How to Feed a Puppy With a Broken Jaw


Owning a puppy with a broken jaw can be a difficult experience. The most basic aspects of caring for your puppy, such as feeding, bathing and grooming, are much more challenging when your furry friend is suffering from such a traumatic injury. Providing the right nutrition for a puppy that cannot chew is a struggle for even the most seasoned pet owner, but your diligence and patience will be well worth it once your new friend is back on the mend.

Things You'll Need

  • Soft puppy food
  • Dog bowl
  • Small spoon
  • Calorie supplement
  • Clean towels

How to Feed a Puppy With a Broken Jaw

Speak with your veterinarian about your puppy’s diet. Your puppy will have a very difficult time taking in adequate nutrition until its jaw heals, so providing it with a well-rounded diet is important during its recovery. Your vet will tell you how much to feed it and will explain how breaking the food down into a number of smaller meals will ensure the puppy takes in enough to stay healthy.

Place the proper amount of food in your puppy’s bowl. While your puppy will not be able to eat from the bowl, it will recognize that the food is going into its normal dish, providing a visual signal that it’s time to eat. Stir a small amount of a calorie supplement, such as Nutri-Cal, into the food. The calorie paste is packed with vitamins and minerals and will help give your pup energy and maintain a proper weight while it heals.

Hold your puppy gently on your lap and scoop a small bit of food onto the spoon. Offer it to your puppy and allow it to sniff at it. The puppy may be reluctant to eat at first, so place a small bite inside its mouth with your finger to encourage it to eat. You may have to force-feed the puppy a few bites until it realizes it can eat from the spoon on its own.

Keep feeding the puppy until it seems full and loses interest in the food. Be sure to offer it clean water frequently, as the soft food and calorie paste can stick to the insides of its mouth. It may eat only a few bites at a time, so don’t be alarmed if it initially seems reluctant to eat. Cover any leftover food and store it in the refrigerator until the next meal.

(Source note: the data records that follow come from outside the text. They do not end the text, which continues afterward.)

PR #345, opened 2018-10-16
Feature usable errors

rylandg:
Essentially fixes all error output when using the system. This patch was only made possible by the recent libra change which removed our last HTML error response. Now all user-function errors should look nice in addition to errors from the system itself.


sdk/invoke.js
```diff
@@ -21,10 +21,19 @@ const invoke = async function invoke(funcName, apiKey, funcData) {
...
-  const { statusCode, headers, body } = res;
-  logger.debug('Invoke response', { statusCode, headers, body });
-  return res;
+  try {
+    const res = await rp.post(options);
+    const { statusCode, headers, body } = res;
+    logger.debug('Invoke response', { statusCode, headers, body });
+    return res;
+  } catch (err) {
+    const parsedError = JSON.parse(err.error);
```
michaeladda: this can throw too, and does not account all possible errors.
the user function can return errors on its own which do not conforms to this pattern.
the code must validates the schema completely before assuming it is a binaris internal error.
(and print user originated errors as well, of course)

sdk/invoke.js
```diff
@@ -21,10 +21,19 @@ const invoke = async function invoke(funcName, apiKey, funcData) {
...
+    if (parsedError.stack) {
+      throw new Error(`${parsedError.error}\n${parsedError.stack}`);
```
michaeladda: request_id?

sdk/invoke.js
```diff
@@ -21,10 +21,25 @@ const invoke = async function invoke(funcName, apiKey, funcData) {
...
+  } catch (err) {
+    let parsedError;
+    try {
+      parsedError = JSON.parse(err.error);
+    } catch (nestedErr) {
+      throw new Error(err.error || err);
+    }
+    if (parsedError.stack && (parsedError.error || parsedError.message)) {
+      throw new Error(`${parsedError.error || parsedError.message}\n${parsedError.stack}`);
+    } else if (parsedError.message && parsedError.request_id) {
```
michaeladda: why `else` here and not in line 41. please be consistent.
(our common style is to avoid the else)

sdk/invoke.js
```diff
@@ -21,10 +21,25 @@ const invoke = async function invoke(funcName, apiKey, funcData) {
...
+    logger.debug('Invoke response', { statusCode, headers, body });
+    return res;
+  } catch (err) {
+    let parsedError;
+    try {
+      parsedError = JSON.parse(err.error);
+    } catch (nestedErr) {
+      throw new Error(err.error || err);
+    }
+    if (parsedError.stack && (parsedError.error || parsedError.message)) {
```
michaeladda: consider naming `(parsedError.error || parsedError.message)` as it's used twice

test/spec.yml
```diff
@@ -417,6 +418,140 @@
...
+    -   in: |-
+            sed -i.bak '6s/.*/        throw new java.lang.Error("this is very bad");/' src/main/java/ExampleFunction.java
+    -   in: gradle jar
+    -   in: bn deploy doomedtofailjava8
+        out: |-
+            Deployed function to *
+              (use "bn invoke doomedtofailjava8" to invoke the function)
+    -   in: bn invoke doomedtofailjava8
+        err: |-
+            <html>
```
michaeladda: This is ugly. Please create an issue for it.
I don't want to delay this PR, but it must be handled.

sdk/invoke.js
```diff
@@ -21,10 +21,25 @@ const invoke = async function invoke(funcName, apiKey, funcData) {
...
+    const res = await rp.post(options);
+    const { statusCode, headers, body } = res;
+    logger.debug('Invoke response', { statusCode, headers, body });
+    return res;
+  } catch (err) {
+    let parsedError;
+    try {
+      parsedError = JSON.parse(err.error);
+    } catch (nestedErr) {
+      throw new Error(err.error || err);
```
michaeladda: Should probably be combined with the default throw after the ifs, and should consider adding text here (or in the internal system errors) to differentiate the cases from user perspective.
Is this covered by the spec test below?

sdk/invoke.js
rylandg: Will do.

sdk/invoke.js
rylandg: Definitely could be merged. It is tested by the cases below such as with Java8.

sdk/invoke.js
rylandg: Can you explain the rationale behind not using else? I can maybe understand if this were C and we had to think of branch prediction or something.

test/spec.yml
rylandg: I assume you mean our bolt response is ugly correct?

PR #346, opened 2018-10-17
Feature more spec errors

rylandg:
Tested with the spec...

### DIFF
--- a/test/spec.yml
+++ b/test/spec.yml
@@ -702,6 +702,11 @@
     -   in: bn list
         err: "Error: Invalid API key"
         exit: 1
+    -   in: BINARIS_API_KEY=boguskey bn invoke perplexingpersimmon
+        err: |-
+            Unauthorized request. Make sure you're passing the right API key.
+            request_id: *
+        exit: 1
 
 - test: Deploy of 200MB function succeeds
   setup:
--- a/test/spec.yml
+++ b/test/spec.yml
@@ -427,6 +427,30 @@
             request_id: *
         exit: 1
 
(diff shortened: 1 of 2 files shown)


test/spec.yml
```diff
@@ -427,6 +427,30 @@
...
+           exports.handler = async (body, req) => {
+             const msleep = ms => new Promise(resolve => setTimeout(resolve, ms));
+             await msleep(100000);
+           };
+           EOL
+    -   in: bn deploy timeoutforsure
+    -   in: bn invoke timeoutforsure
+        err: |-
+            <html>
+            <head><title>504 Gateway Time-out</title></head>
```
michaeladda: please open issues for all these unfriendly errors you encounter (these are generated by libra for example)

test/test.js
```diff
@@ -70,6 +70,10 @@ function limitedTest(name, testFn) {
   return test(name, async t => limiter(async () => testFn(t)));
 }
 
+function stripText(origText) {
+  return strip(origText.split('\r').join('').slice(0, -1));
```
michaeladda: why split and splice and not a simple trimming `replace(/\r+/g, '')`?

test/spec.yml
rylandg: I know it's a Libra error...

test/test.js
rylandg: Why use regex when not needed?

michaeladda: because replace is more readable than split & join?
(it's also faster, but this is not a real consideration here)

PR #347, opened 2018-10-17
Feature error cleanup

rylandg:
More cleanup from the errors patch. Tested with spec.

### DIFF
--- a/sdk/invoke.js
+++ b/sdk/invoke.js
@@ -30,13 +30,13 @@ const invoke = async function invoke(funcName, apiKey, funcData) {
     let parsedError;
     try {
       parsedError = JSON.parse(err.error);
+      if (parsedError.stack && (parsedError.error || parsedError.message)) {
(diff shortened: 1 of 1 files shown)


sdk/invoke.js
```diff
@@ -30,13 +30,15 @@ const invoke = async function invoke(funcName, apiKey, funcData) {
     let parsedError;
     try {
       parsedError = JSON.parse(err.error);
+      const errorOrMsg = parsedError.error || parsedError.message;
+      if (parsedError.stack && errorOrMsg) {
+        throw new Error(`${errorOrMsg}\n${parsedError.stack}`);
```
michaeladda: this throw will be caught in line 40, rendering the error useless.
You probably want to rewrite this block with try parse and if parsedError instead to get to a common error at the borrom

rylandg:
Believe it's fixed.

PR #350, opened 2018-10-21
test that deploys and removals get logged to picard

lavie:
must be merged together with 
https://github.com/binaris/spice/pull/458

### DIFF
--- a/test/spec.yml
+++ b/test/spec.yml
@@ -312,7 +312,7 @@
         out: |-
           *[201*-*-*T*:*:*Z] Function gulliblezebra deployed (version digest:*)*
           *[201*-*-*T*:*:*Z] Hello World!*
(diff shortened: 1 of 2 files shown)


test/spec.yml
```diff
@@ -297,6 +297,7 @@
         out: |-
             Created function * in /home/dockeruser/test
               (use "bn deploy gulliblezebra" to deploy the function)
+    -   in: sed -i '2 a \  console.log(`Hello ${name}!`);' function.js
```
rylandg: I would replace this with 
```
    -   in: |-
           cat > function.js << EOL
           exports.handler = async (body, req) => { console.log(`Hello ${name}!`) };
           EOL
```

Far more readable.

lavie: done. please have a second look.

PR #354, opened 2018-10-23
Support env var interpolation in yaml

rylandg:
Tested manually and also validated via the spec.

### DIFF
--- a/sdk/deploy.js
+++ b/sdk/deploy.js
@@ -55,6 +55,7 @@ const deployCode = async function deployCode(deployURLBase, apiKey, tarPath) {
  * @return {object} - response of tag operation
  */
 const deployConf = async function deployConf(deployURLBase, apiKey, funcName, funcConf) {
+  const interpolRegex = new RegExp(/^\$[a-zA-Z_]{1,}[a-zA-Z0-9_]{0,}/);
   const { env } = funcConf;
   if (env) {
     for (const key of Object.keys(env)) {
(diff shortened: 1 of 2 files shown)


lavie:
Just a note that it would be far more valuable to be able to do interpolation all over the YAML, not just in the value parts of the env field. e.g. function name should be able to have envars in it, which would automagically give users the ability to do different "Stages" and stuff, even if we don't implement that ourselves. The flexibility is incredible.

sdk/deploy.js
```diff
@@ -55,6 +55,7 @@ const deployCode = async function deployCode(deployURLBase, apiKey, tarPath) {
  * @return {object} - response of tag operation
  */
 const deployConf = async function deployConf(deployURLBase, apiKey, funcName, funcConf) {
+  const interpolRegex = new RegExp(/^\$[a-zA-Z_]{1,}[a-zA-Z0-9_]{0,}/);
```
lavie: We should be more clear about the supported syntax for interpolation.
`$THIS` - sure
`${WHAT_ABOUT_THIS}`?
What would a user expect? How is this documented (should probably be part of this PR).

lavie: I worry about this home-grown implementation of envar expansion. What about the various edge cases? How do you escape `$`? I also think `regex` is a "now you have two problems" type of solution to this problem.

Maybe try to find a NPM package that handles this? e.g. this impl seems to be a bit more robust: https://github.com/danday74/envsub/blob/master/js/envsub-parser.js
If you can't find a good one and you decide to implement it yourself, you should probably publish it to NPM publicly. Useful.

Alternatively, use a proper template engine, like handlebars. While the syntax won't be the same as the familiar SH syntax for interpolation, it's still a widely known syntax. And of course the benefit is that we don't roll our own parser.

rylandg:
Closing this until I've found the appropriate libraries.

PR #355, opened 2018-10-23
Remove path as global option

rylandg:
Removed global `path` option and only retain it as a specific option for `create` and `deploy`.


rylandg:
Not at all.

PR #918, opened 2015-01-20
Issue/161

### LINKED ISSUE #161: asyncore: (9, 'Bad file descriptor')
```
Testing using /usr/bin/python2.6
Fail2ban 0.8.8 test suite. Python 2.6.8 (unknown, Jan 26 2013, 14:35:25) [GCC 4.7.2]. Please wait...
.........................................Exception in thread Thread-61:
  File "/usr/lib/python2.6/threading.py", line 532, in __bootstrap_inner
    self.run()
  File "/usr/lib/python2.6/threading.py", line 484, in run
    self.__target(*self.__args, **self.__kwargs)
  File "/home/yoh/deb/gits/fail2ban/server/asyncserver.py", line 144, in start
    asyncore.loop(use_poll = False) # fixes the "Unexpected communication problem" issue on Python 2.6 and 3.0
  File "/usr/lib/python2.6/asyncore.py", line 210, in loop
    poll_fun(timeout, map)
  File "/usr/lib/python2.6/asyncore.py", line 140, in poll
    r, w, e = select.select(r, w, e, timeout)
error: (9, 'Bad file descriptor')

.....................................F....
```

Never ran into this one before (or at least not for a while ;) )

sebres:
closes #161
workaround for the "Bad file descriptor" issue on Python 2.7, gh-161 : asyncore.loop() using poll
by the way, prevents to write "'build/bdist.linux-x86_64' does not exist -- can't clean it" into stderr;

### DIFF
--- a/fail2ban/server/asyncserver.py
+++ b/fail2ban/server/asyncserver.py
@@ -149,8 +149,11 @@ class AsyncServer(asyncore.dispatcher):
 		self.__init = True
 		# TODO Add try..catch
 		# There's a bug report for Python 2.6/3.0 that use_poll=True yields some 2.5 incompatibilities:
-		logSys.debug("Detected Python 2.6 or greater. asyncore.loop() not using poll")
-		asyncore.loop(use_poll=False) # fixes the "Unexpected communication problem" issue on Python 2.6 and 3.0
+		if sys.version_info >= (2, 7) and sys.version_info < (2, 8): # if python 2.7 ...
+			logSys.debug("Detected Python 2.7. asyncore.loop() using poll")
+			asyncore.loop(use_poll=True) # workaround for the "Bad file descriptor" issue on Python 2.7, gh-161
+		else:
+			asyncore.loop(use_poll=False) # fixes the "Unexpected communication problem" issue on Python 2.6 and 3.0
 	
 	##
 	# Stops the communication server.
--- a/fail2ban/tests/misctestcase.py
+++ b/fail2ban/tests/misctestcase.py
@@ -113,7 +113,7 @@ class SetupTest(unittest.TestCase):
 			# clean up
 			shutil.rmtree(tmp)
 			# remove build directory
-			os.system("%s %s clean --all >/dev/null"
+			os.system("%s %s clean --all >/dev/null 2>&1"
 					  % (sys.executable, self.setup))
 
 class TestsUtilsTest(unittest.TestCase):


sebres:
sorry, PR #917 has been also in my master (checked in together).

sebres:
sys.version_info is a tuple in 2.6, also recommited.

fail2ban/server/asyncserver.py
```diff
@@ -149,8 +149,11 @@ def start(self, sock, force):
 		self.__init = True
 		# TODO Add try..catch
 		# There's a bug report for Python 2.6/3.0 that use_poll=True yields some 2.5 incompatibilities:
-		logSys.debug("Detected Python 2.6 or greater. asyncore.loop() not using poll")
-		asyncore.loop(use_poll=False) # fixes the "Unexpected communication problem" issue on Python 2.6 and 3.0
+		if sys.version_info >= (2, 7) and sys.version_info < (2, 8): # if python 2.7 ...
+			logSys.debug("Detected Python 2.7. asyncore.loop() using poll")
+			asyncore.loop(use_poll=True) # workaround for the "Bad file descriptor" issue on Python 2.7, gh-161
```
yarikoptic: could you check the history/log -- I remember we explicitly switched for ```use_poll=False``` to overcome some other problem.  so we better verify that we are not raising an old devil here

yarikoptic: I have reread #161 ... may be indeed it would be feasible to workaround by simply making it 2.7-specific BUT I am not sure if we wouldn't hit the same issue with e.g. popping out "fail2ban.server : ERROR Unexpected communication error".  I guess we would just need to test-drive it with recent Python's  @fail2ban/developers -- additional opinion?

sebres: I understand that "unexpected communication problem" previously occurred only in 2.6.
Possibly it was already fixed in other versions?
Other workarround may be a try/catch around, because according to <a href="http://bugs.python.org/issue10878">issue10878</a> it occurred in `asyncore` by `close`. But imho it is not so pretty...

yarikoptic: >    I understand that "unexpected communication problem" previously occurred
>    only in 2.6.

that is where it was detected... I don't remember if anyone was already
running 2.7 at that point.

>    Possibly it was already fixed in other versions?

who knows? ;) could be

>    Other workarround may be a try/catch around, because according to
>    issue10878 it occurred in asyncore by close. But imho it is not so
>    pretty...

I think I have tried something like that at some point but didn't
succeed to full solution

yarikoptic:
Ok -- I will swallow the bullet and will merge it as soon as ChangeLog entry describing this appears... If anything -- change is minimal so we could revert it if side-effects appear

yarikoptic:
Ok -- I will merge it and describe in ChangeLog myself ;)

PR #919, opened 2015-01-20
Issue/907 + embedded

sebres:


fail2ban/server/action.py
```diff
@@ -378,38 +378,43 @@ def substituteRecursiveTags(cls, tags):
...
+					value = value.replace('<%s>' % found_tag , tags[found_tag])
+					#logSys.log(5, 'value now: %s' % value)
+					done.append(found_tag)
+					m = t.search(value, m.start())
+				#logSys.log(5, 'TAG: %s, newvalue: %s' % (tag, value))
+				# was substituted?
+				if tags[tag] != value:
+					# check again later if embedded-recursive substitution:
+					if value.startswith('<') and value.endswith('>'):
+						repFlag = True
```
yarikoptic: I guess I haven't yet grasped the full flow so decided to test more
https://github.com/sebres/fail2ban/pull/2
and it passed... hm... ;-)

yarikoptic:
if no objections or further recommendations from other @fail2ban/contributors -- I will merge this one in later on

fail2ban/server/action.py
```diff
@@ -378,38 +378,43 @@ def substituteRecursiveTags(cls, tags):
...
-				found_tag = m.group(1)
-				#logSys.log(5, 'found: %s' % found_tag)
-				if found_tag == tag or found_tag in done:
-					# recursive definitions are bad
-					#logSys.log(5, 'recursion fail tag: %s value: %s' % (tag, value) )
-					return False
-				elif found_tag in cls._escapedTags:
+		t = re.compile(r'<([^ <>]+)>')
+		while True:
+			repFlag = False
```
yarikoptic: btw -- should it may be be within 'for tag' loop?  could you provide brief docstring outlining its meaning/purpose?

leeclemens:
Was master/HEAD ever tested in either related Issue (#907 and #885)? It is unclear to me (after admittedly basic review) how the `while m:` loop was identified to be the culprit (strace?). This behavior seems localized to a specific version given the downgrade resolving the issue in Issue #885, but I haven't seen any notes of commits where the issue was introduced (between those versions). Just my two cents.

sebres:
<blockquote>how the `while m`: loop was identified to be the culprit</blockquote>@leeclemens By the issue #907 was the `continute` without moving `m` further (if ignore tag found): so endless loop.

fail2ban/server/action.py
sebres: Nop, it should be within `while`, because that is a flag to repeat substitution again - if anything was replaced and we have still tags in value.

yarikoptic:
ok.  no major objections, tests still pass and were extended -- sounds like a win/win -- merging! Thanks @sebres !

sebres:
Thanks @yarikoptic, especially for his great test cases >)

yarikoptic:
:clap: :clap: :clap: :bouquet:

sebres:
@yarikoptic хотя думается мне, в свое время мы за это (embedded after embedded subst) еще огребем по полной программе.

Dampen a clean towel and wash your puppy’s face after it has eaten. It will be difficult for your puppy to clean itself with a broken jaw. Soft food can be very sticky, so cleaning your puppy after every meal will keep its coat from matting or staining.

Tips & Warnings

  • Ask your veterinarian if you have any concerns during your puppy's recovery. Administer any medicines on schedule and follow up with your vet to make sure your pup heals as quickly as possible.
  • Never feed your puppy human food or table scraps. It may seem interested in what you are eating, but many human foods are not good for dogs and can in fact cause them more harm than good.